Ventura correctly pointed out to the agents—if indeed that is what they were—that their domestic operation was illegal. He has since concluded that the agents were there to let him know who’s really in charge at the state level, and that it isn’t the state governors and legislatures.

A holder of public office needn’t be a governor to feel the nip of the wringer after criticizing member banks of the Federal Reserve. Just ask Sen. Richard Durbin of Illinois.

Never one to conceal what he really thinks, Sen. Durbin appeared on a Chicago radio talk show near the end of April 2009 and said, “And the banks—hard to believe in a time when we’re facing a banking crisis that many of the banks created—are still the most powerful lobby on Capitol Hill. And they frankly own the place.”

A month and a half later, Durbin was blindsided by accusations that he had sold more than $115,000 worth of stock after being tipped off to the severity of the financial crisis during a closed meeting with Treasury Secretary Henry Paulson and Fed Chairman Ben Bernanke in Sept. 2008.

The Chicago Sun-Times, which broke the “story,” reported that Durbin had bought about $43,000 worth of Berkshire Hathaway stock the same day he had liquidated his mutual funds and eventually invested a total of about $98,000 with the Oracle of Omaha’s fund.

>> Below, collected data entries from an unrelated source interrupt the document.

Issue #135, opened 2026-05-02
[Feature]: Programable action buttons


arcenik86:
### Describe the feature request

 The ability to create actions (buttons) above/below the message bar that let you assign certain things like a snippet of code you frequently run.

ghinkle:
Any of the designs below look right?

<img width="2346" height="2016" alt="Image" src="https://github.com/user-attachments/assets/58f24e4d-c194-40b5-ac3f-d7ee096ff2f6" />

<img width="754" height="310" alt="Image" src="https://github.com/user-attachments/assets/ef1860c7-75b9-443a-8c49-a4c0c2546f79" />

arcenik86:
B. Below the input field looks most natural. Less clutter for sure. C.
Would be the next best choice.

arcenik86:
Is it possible for this to go beyond slash commands? There is some input that gets repetitive and having this loaded on a button would be great.  A bonus would be the ability to have this on the terminal pane too. Likely toggle controlled so people can decide if they want to burn the vertical space or not.

ghinkle:
Implemented on main in commit 6f4d978ba (May 16, 2026).

Nimbalyst now has an Actions control in the AI composer that reads reusable prompts from nimbalyst-local/ai-actions.md and inserts the selected prompt/snippet into the draft verbatim, with undo support, file watching, help text, and tests.

That covers the core request for reusable composer actions beyond slash commands. The shipped UX is a dropdown in the composer controls row rather than always-visible buttons above/below the input. If chip-style buttons or terminal-pane support are still wanted, those should be tracked as follow-up issues.

PR #228, opened 2026-05-09
fix(file-watcher): make supportsRecursiveWatch lazy and use path.sep in boundary check

ademczuk:
## Summary

Unblocks the broken Unit Tests CI on `main` since `5c0cf068` (the #207 fix). All four `WorkspaceEventBus-nested-gitignore.test.ts` cases now pass; production code behaves identically.

## Root cause

Two compounding platform-mocking bugs in `WorkspaceEventBus.ts`. Neither affects production runtime (`process.platform` doesn't lie there) but both break the test harness, and the test failure pattern depends on which platform CI runs on.

**1. `supportsRecursiveWatch` evaluated at module load**

```ts
const supportsRecursiveWatch = process.platform === 'darwin' || process.platform === 'win32';
```

The test forces `process.platform = 'darwin'` via `vi.hoisted` to exercise the recursive-watch code path. But the `const` is computed once when the module first loads. If any earlier test in the same vitest worker imports `WorkspaceEventBus` before the override takes effect, the value freezes to the real OS. On Linux CI this means `supportsRecursiveWatch` stays `false`, `subscribe` routes through chokidar instead of the mocked `fs.watch`, the test's `mockWatcherCallbacks` array stays empty, and `fireWatchEvent` throws `Error: No watcher callback registered`.

**2. Boundary check uses a `process.platform`-derived separator**

```ts
const sep = process.platform === 'win32' ? '\\' : '/';
const boundaryWithSep = workspaceAbs.endsWith(sep) ? workspaceAbs : workspaceAbs + sep;
if (absolutePath !== workspaceAbs && !absolutePath.startsWith(boundaryWithSep)) {
  return null;
}
```

When the test mocks `process.platform = 'darwin'` on a Windows host, this branch picks `sep = '/'`. Real `path.join` and `mkdtempSync` keep returning Windows-style paths with `\`. The boundary becomes `C:\...\Tkz1xE/`, the `absolutePath` is `C:\...\Tkz1xE\nested\...`, the `startsWith` fails, the function returns null, the nested-repo `.gitignore` never gets consulted, and the test's "drops content events for files inside a nested-repo gitignored dir" sees `onChange` fire when it shouldn't.

## Fix

Both are small. Both make the implementation more correct against any future platform mocking.

```ts
function supportsRecursiveWatch(): boolean {
  return process.platform === 'darwin' || process.platform === 'win32';
}
```

8 call sites updated to call the function. And inside `findGitRootForPathCached`:

```ts
const sep = path.sep;
```

`path.sep` is locked to the actual OS at module load via the path module variant (`path.win32` vs `path.posix`) and is independent of `process.platform` runtime mocking.

## What stays the same

- Every existing call site keeps its semantic meaning - `if (supportsRecursiveWatch)` -> `if (supportsRecursiveWatch())`. No control-flow change in production.
- `path.sep` and `process.platform` agree at runtime, so production behavior is byte-for-byte identical.
- No behavior change in the recursive-watch path, the chokidar path, the gitignore filter, the nested-repo discovery, or the event dispatcher.
- `loadGitignoreFilter`, `loadGitignoreFilterSync`, `isGitignoredScoped`, `getGitignoreAction`, and the chokidar `ignored` callback are all unchanged.

## Verification

Before this PR (on `main` at `e387c040`):
- `WorkspaceEventBus-nested-gitignore.test.ts`: 3 failed / 1 passed (Windows local), 4 failed / 0 passed (Linux CI per `CI #133` / `CI #135` for v0.59.3 release)
- Total file/ tests: 17 failed / 38 passed (Windows local)

After this PR:
- `WorkspaceEventBus-nested-gitignore.test.ts`: 4/4 pass
- Total file/ tests: 14 failed / 41 passed (3 net improvement, 0 regressions)

The remaining 14 failures (`FileSnapshotCache.test.ts` and `WorkspaceEventBus-gitignore-bypass.test.ts`) are pre-existing on `main` and unrelated to this PR.

## Test plan

- [x] `npx vitest run packages/electron/src/main/file/__tests__/WorkspaceEventBus-nested-gitignore.test.ts` - 4/4 pass
- [x] No new failures introduced in `packages/electron/src/main/file/` test suite
- [ ] CI Unit Tests on Linux turns green for this PR (and consequently for #226 and #227 once they rebase against the merged main)

## Note on context

@ghinkle, this is the test-architecture fix I offered on PR #226's CI-failure note. Happy for you to take it in a different direction if you have a preferred shape - e.g. you might want to keep the `const` and rework the test to use `vi.resetModules()` instead. The lazy-function form is the minimum-change approach that works on all three CI platforms (macOS, Windows, Linux) and against the existing test mocking strategy without touching the test file at all.

## Closes

Refs #207.

### DIFF
--- a/CHANGELOG.md
+++ b/CHANGELOG.md
@@ -15,7 +15,7 @@ and this project adheres to [Semantic Versioning](https://semver.org/spec/v2.0.0
 <!-- Changes to existing functionality go here -->
 
 ### Fixed
-<!-- Bug fixes go here -->
+- `WorkspaceEventBus` now evaluates `supportsRecursiveWatch` lazily and uses `path.sep` (not a `process.platform`-derived separator) inside `findGitRootForPathCached`, so the `WorkspaceEventBus-nested-gitignore.test.ts` suite added with #207 passes regardless of which test file imports the module first or which OS runs the tests. Previously the module-level `const supportsRecursiveWatch = process.platform === 'darwin' || process.platform === 'win32'` froze the value at module load, so vitest workers that imported the bus before the test's `vi.hoisted` `process.platform = 'darwin'` override took effect locked the value to the real platform (false on Linux CI), routing `subscribe` through the chokidar path instead of the mocked `fs.watch` and producing `Error: No watcher callback registered`. Separately, the boundary check at line 320 used a `process.platform === 'win32' ? '\\' : '/'` separator that clashed with the actual OS-style separator returned by real `path.join` on Windows when `process.platform` was mocked to `darwin`, causing the nested-repo discovery to give up and treat `nested/rootfs/etc/foo.txt` as not-ignored. Both the `supportsRecursiveWatch` accessor and the separator are now resolved at call-time. Production code behaves identically because `process.platform` and `path.sep` agree there. Refs #207.
 
 ### Removed
 <!-- Removed features go here -->
--- a/packages/electron/src/main/file/WorkspaceEventBus.ts
+++ b/packages/electron/src/main/file/WorkspaceEventBus.ts
@@ -12,8 +12,18 @@ import { isPathInWorkspace } from '../utils/workspaceDetection';
  * macOS uses FSEvents (1 FD for the entire tree).
  * Windows uses ReadDirectoryChangesW (1 handle for the entire tree).
  * Linux does NOT support recursive: true and throws ERR_FEATURE_UNAVAILABLE_ON_PLATFORM.
+ *
+ * Implemented as a function (rather than a module-level const) so test
+ * setups that override `process.platform` via `vi.hoisted` (see
+ * `WorkspaceEventBus-nested-gitignore.test.ts`) pick up the override
+ * regardless of which test file imports this module first. A const would
+ * lock the value at module-load time, so any earlier test importing this
+ * module before the override ran would freeze the real platform value
+ * for every subsequent test in the same worker.
  */
-const supportsRecursiveWatch = process.platform === 'darwin' || process.platform === 'win32';
+function supportsRecursiveWatch(): boolean {
+  return process.platform === 'darwin' || process.platform === 'win32';
+}
 
 /**
  * .git is always ignored — it's an internal data structure, never user content.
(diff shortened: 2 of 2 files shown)


ademczuk:
@ghinkle this is the test-architecture fix I offered on PR #226. Two compounding `process.platform`-mocking bugs in the #207 commit; production behavior unchanged. 4/4 nested-gitignore tests now pass. The other file-watcher test failures on main (`FileSnapshotCache`, `WorkspaceEventBus-gitignore-bypass`) are pre-existing and not addressed here.

If you'd rather keep the `const` and rework the test (e.g. `vi.resetModules()` before the WorkspaceEventBus import), say the word and I'll close this.

ademczuk:
@ghinkle moving this to draft, the fix isn't sufficient.

**What I confirmed**: the `process.platform === 'win32' ? '\\' : '/'` boundary-separator issue at line 320 IS real and breaks the tests on Windows local. After the fix, all 4 nested-gitignore tests pass on Windows local (3 failed / 1 passed before -> 4/4 pass after).

**What I did NOT fix**: Linux CI still shows the same `Error: No watcher callback registered` for all 4 tests after my push (`67ab4b0a`). The lazy `supportsRecursiveWatch` change doesn't actually unblock Linux CI - which means there's a separate Linux-only issue with how `Object.defineProperty(process, 'platform', { value: 'darwin', writable: true })` interacts with Vitest's `vi.mock('fs', ...)` on Linux that I haven't pinpointed. On Windows, the fix happens to work because real `process.platform === 'win32'` already satisfies `supportsRecursiveWatch`, so the mock is functionally a no-op for the routing decision.

**What I'd suggest instead** if you want to take a swing at it:
- The tests might need `vi.resetModules()` followed by a fresh `await import('../WorkspaceEventBus')` inside `beforeEach`, plus moving the platform override into the same scope so the WorkspaceEventBus module loads fresh against the mocked platform per test.
- Or a `__setSupportsRecursiveWatchForTest()` exported helper that the test can poke directly (less elegant, but explicit).
- Or an architectural shift: pass the platform decision into `subscribe` as an option so the test never has to mock `process.platform` at all.

Holding this branch in case the small parts (the `path.sep` boundary fix and the lazy accessor) are useful as a partial defense even if they don't unblock CI on their own. Veto and I'll close.

ademczuk:
@ghinkle your `9141dc3a` (nest tmpdir to clear the workspace depth check) is the right fix. Different root cause than my supportsRecursiveWatch / path.sep diagnosis - the depth check rejects the unsafe path before subscribe ever calls fs.watch, which is why the mock callback never registered and why my partial fix only worked on Windows local. One-line test setup change vs my eight-site implementation refactor. Cleaner. Closing this draft, ta.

A Durbin spokesman correctly pointed out that “Durbin was doing what a lot of other people were doing, taking a look at their savings” and seeing it “start to tank and trying to preserve some level of wealth by getting out of the market.”

This non-scandal has since gone nowhere, and in fact the original story has disappeared from the Sun-Times’ archives. But perhaps Durbin has gotten the message: If you’re a high-profile holder of public office, you don’t question or resist the banks.

As corrupt or immoral as many of them may be, governors and members of Congress probably deserve more pity than scorn. After all, most private citizens are subjected merely to passive surveillance—our telephone conversations and e-mails are filtered through facilities run by the National Security Agency in partnership with AT&T and other telecommunications companies that search out “hot” keywords. Our communications aren’t examined by a human being unless they’re flagged as containing something “suspicious.”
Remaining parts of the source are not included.